▸ Work task: Retype all of the material exactly, leaving no line out.

▸ Data extract:
PR #8654, opened 2023-10-05
feat(auth): add Credentials.UniverseDomain()

quartzmo:
Read and expose universe_domain from self-signed service account JSON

▸ Result:
PR #8654, opened 2023-10-05
feat(auth): add Credentials.UniverseDomain()

quartzmo:
Read and expose universe_domain from self-signed service account JSON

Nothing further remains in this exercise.